Maternal Mortality Rates Rising in California
New Study Shows More Women are Dying After Childbirth, but Most Deaths are Preventable
By KATE SNOW and SARAH AMOS
March 4, 2010

It is something we take for granted in the United States. A woman enters the hospital to give birth and she emerges a couple of days later with a beautiful bundle of joy. That is how it usually goes. But this story is about the rare exception -- women who die within 42 days of childbirth. In the health care community it's called simply "maternal mortality." And in the U.S., many experts believe it is on the rise.

According to the World Health Organization, the U.S. ranks behind more than 40 other countries when it comes to maternal death rates, with 11 deaths per 100,000 pregnancies when measured in 2005. More women die in the U.S. after giving birth than die in countries including Poland, Croatia, Italy and Canada, to name a few.

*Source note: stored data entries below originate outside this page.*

Issue #276, opened 2023-05-24
Power gating core app needs to use different GPIOs


JuanSapriza:
Currently the `example_power_gating_core` application uses GPIOs 30 and 31 to trigger an interrupt to wake the core up. 

Those GPIOs are no longer accessible in the FPGA (I think they were used for the SPI2). The app should be modified to consider this new situation.

davideschiavone:
this part of the application should just be removed when `#ifndef PYNQ` as it is just for the testbench

@simone-machetti pls check that works on Verilator and add the #ifndef to the latest part pls :)

davideschiavone:
this is fixed now

PR #286, opened 2023-05-25
fix example_power_gating_core app

simone-machetti:
Solves issue #276. 

The app had some bugs that have been fixed and now works well in simulation (tested with Verilator). However, it is still not working on the Pynq-Z2 board (the app never ends).


davideschiavone:
must work on FPGA before merging

simone-machetti:
Mergeable.

davideschiavone:
> Mergeable.

does it work on the FPGA ?

simone-machetti:
Yes, I tested it.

A new report out of California found the number of women who died in the state after giving birth has nearly tripled over the past decade, from 5.6 deaths per 100,000 to 16.9 per 100,000 in 2006. The report was commissioned by the California Department of Health but has not yet been publically released. ABC News first learned of its existence from a watchdog group called "California Watch."

Death after childbirth is still rare, but experts say many of those deaths could have been prevented. "We've been able to double-check the data so we can truly say there is a rise," said Dr. Elliott Main, chairman of the California Maternal Quality Care Collaborative, which worked on the report. "Most women died from hemorrhage, from deep vein thrombosis or blood clots, and from -- this is the surprise -- from underlying cardiac disease," added Main...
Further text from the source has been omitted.